Posts Tagged ‘CHEROKEE’

Artist of the moment…….Virginia Stroud

 

 

Virginia Stroud is an Native American artist renown for her paintings of the female figure.  Virginia Stroud was born in Madera, California in the year 1951. Stroud is of Cherokee and Creek descent was raised in Oklahoma with a Kiowa background.

Stroud attended Bacone Junior College located in Muskogee, Oklahoma. She went on to attend the University of Oklahoma located in Norman. She studied elementary education and art.

The artist has won numerous awards from Native American Art appreciation organizations.

Stroud works in oils and acrylics and is also an avid printmaker.

Price range information: No pricing available on originals. Prints can be found from $50 to $500.

I enjoy the minimalist aspect of Stroud’s artwork. Though she doesn’t paint facial features, we get a feeling of the emotional pitch of her figures from the depictions of their bodies. Her horses are also very simple and elegant.

D

 

Artist of the moment…..Kay Walkingstick…

 

The artist is a Native American member of the Cherokee Indian from Oklahoma and mother of Scott and Irish decent from Syracuse, New York.

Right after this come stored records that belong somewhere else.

PR #4985, opened 2017-07-22
Qunit plugin rake tasks

davidtaylorhq:
This adds a new rake command

```
rake plugin:qunit['discourse-chat-integration']
```
If you don't supply a plugin name, it will run all plugin qunit tests.

**Issues:**
(fixed, see comment below)
<s>
**Caching**
The logic for loading tests happens in a .js.erb file, which means sprockets caches it. I see two options to fix this
- Nuclear option: put `rm -fr tmp/cache` at the beginning of the qunit rake task
- Nicer? option (will only invalidate the files we need): Write a temporary file, say `.qunit_env` every time the task is run, and then put depends_on in the js.erb file. 

@SamSaffron are there any nicer ways?

**Polls Tests**
- Somehow the poll widget tests are always there, whatever I do. Somehow they're loading themselves whenever qunit does something like `visit("/admin/plugins/chat");`. I need to do more investigation here... very weird
</s>

---
This PR also improves the docker rake command to support running plugin qunits. Note that I've switched the env variables around so that they're now more consistent.

By default it will now run all core tests, and all plugin tests

There's then `SKIP_CORE`, `SKIP_PLUGIN`, `JS_ONLY`, `RUBY_ONLY` and `SINGLE_PLUGIN` variables which are hopefully self explanatory. There is never any need to use `LOAD_PLUGINS` (that is included automatically in the two `rake plugin:***` tasks which are called).


davidtaylorhq:
I've applied the 'nuclear option' of purging the whole cache before and after running qunit - seems to work fine. Qunit is never gonna be run in production so I think this should be an ok solution.

The issue with self-loading widget tests was caused by the 'auto-load-modules' initializer - it was auto-loading anything containing `/widget/`. I've amended it now so that it ignores anything containing `-test`.

So... I *think* this might be in a usable state now 😄

SamSaffron:
Where are we at on this? Did you figure out a hack to run plugin tests only?

davidtaylorhq:
Yep, this PR accomplishes exactly that. Note that there are some changes to env variables for the docker rake task, so it'll need reviewing properly before merging to make sure it doesn't break your CI system

SamSaffron:
😍 ❤️  💟  

I would love to merge it then, we can sort out our CI, can you correct the conflict ?

davidtaylorhq:
Conflicts corrected 😄

SamSaffron:
Can you explain a bit about what you removed and why (I can see the comment about MODULE and a few others was nuked)

davidtaylorhq:
So I guess what I've done is split into 3 sections. The commit history for this branch roughly matches up to these steps:

# Added some ENV variable control in qunit tests
1. Renamed `test_helper.js`to `test_helper.js.erb` so that it can contain some "server-side" logic.
2. At the bottom of the file it loops through every test and runs `require(...)` on each one. I've added logic so that these are filtered based on two environment variables:
**QUNIT_SKIP_CORE** and **QUNIT_SINGLE_PLUGIN**
3. In order for this ERB file to be regenerated every time the tests are run, I've had to add a couple of lines to `qunit.rake` which purge `/tmp/cache` before and after running
4. Weirdly, all widget tests were being loaded automatically, regardless of whether `require()` was run in `test_helper.js`. I traced this to [module-auto-loader.js](https://github.com/discourse/discourse/pull/4985/commits/dd2e2c154ce5326a55733419f45c72767621b920), and so have patched it to ignore test files. This is the most risky change in the PR, as it is code used in production.

# Added a `plugin:qunit` rake task
This is modelled off the existing `plugin:spec` command. It sets the necessary environment variables, and then runs the standard `qunit:test` rake task. So `rake plugin:qunit` will run all plugin qunit tests. `rake plugin:qunit['discourse-details']` will run only the qunits for discourse-details.
Should be super-useful for plugin developers, and can also be called in the docker CI script

# Amended docker.rake
By default, the docker task will run
- Core rspec
- Plugin rspec
- Core qunit
- Plugin qunit

The ENV variables available are:

> SKIP_CORE, SKIP_PLUGIN, JS_ONLY, RUBY_ONLY and SINGLE_PLUGIN

which are hopefully self-explanatory.

There's no need to set `LOAD_PLUGINS`, since that is handled by the `rake plugin:spec` and `rake plugin:qunit` tasks. The `MODULE` and `FILTER` variables will still work, but since there's now a better method of loading tests for plugins I removed them from the comments at the top. 

---

Hope that makes sense 😄

SamSaffron:
All makes sense, but can you do something to more surgically expire the cache ONLY for test_helper.js.erb. 

Every time we nuke tmp/cache its 15 second delay rebuilding all assets at least, if there is nothing you can do I guess we can live with this.

davidtaylorhq:
From what I understand, it's being cached by sprockets. 

I can't find anything in the sprockets documentation that allows for triggering a cache expiry manually.

The folder structure inside `tmp/cache` looks like random gibberish to me, but I'm guessing it's somehow based on a hash of the files. Regardless, I have no idea how to find which randomly named file corresponds to `test_helper.js`...

Would be great if we can find a way to do it though, as 15 seconds every time tests are run would be quite annoying in dev...

SamSaffron:
Does this pattern work here? 

https://github.com/discourse/discourse/blob/master/test/javascripts/plugin_tests.js.erb

note all the depend_on stuff. 

What you can do is autogenerate a "version" file to depend on (which is gitignored) and then bump that version file up a number each time specs run, seems like a tidy way of doing it.

davidtaylorhq:
>Does this pattern work here?

I don't think so, because we have no changing files to depend on, it's just an ENV variable change.

Ideally we want to do something like

`depends_on environment_variable`

but that's not something Sprockets supports.

> What you can do is autogenerate a "version" file to depend on (which is gitignored) and then bump that version file up a number each time specs run, seems like a tidy way of doing it.

I'll try and do this, sounds like a good solution 😄

davidtaylorhq:
I found an infinitely superior solution - use URL parameters, in the same way that MODULE and FILTER are passed in already. Makes everything much simpler, so no weird cache issues.

Also has the added bonus that you can now visit

```
http://localhost:3000/qunit?qunit_skip_core=1&qunit_single_plugin=discourse-chat-integration
```
in development and only show the plugin you're working on :tada:

How does that look @SamSaffron ?

SamSaffron:
So the erb re-evaluates every time you change query params? sounds awesome to me, will merge tomorrow.

davidtaylorhq:
I've moved the logic purely into JavaScript, so there's no erb to re-compile. It just checks the URL query parameters at runtime and loads the tests accordingly.

SamSaffron:
cool, lets try it then !!! thanks so much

A short clip showing the artist talking about her work Primavera or “springtime.”

The artist talking about her series featuring Chief Joseph that was done in the mid 1970.

The artist includes a variety of themes in her works from realism, to abstract expressionism, and conceptualism. The artist was born in 1935 in Syracuse, New York. The artist attended Beaver college in Pennsylvania finishing college in 1959.  She also attended the Pratt Institute.

Walkingstick was also a professor at the collegiate level teaching at Cornell University from 1988 until 2005.

The artist works with a variety of mediums including oils, acrylics, gold and silver leaf, encaustic, and copper.

For her designs she enjoys using the diptych format. Its perfect for her as she is bi racial and enjoys seeing the human figure as a landscape. On many of these works the figure is seen as a silhouette next to a more traditionally painted landscape. Both sides of the artist are seen as different but able to exist together as well. The works are very large in size from sixty and seventy inches on a side.

The artist is part of several museum collections including the National Museum of Canada, the Israel Museum, Metropolitan Museum of Art, and the San Diego Museum of Art.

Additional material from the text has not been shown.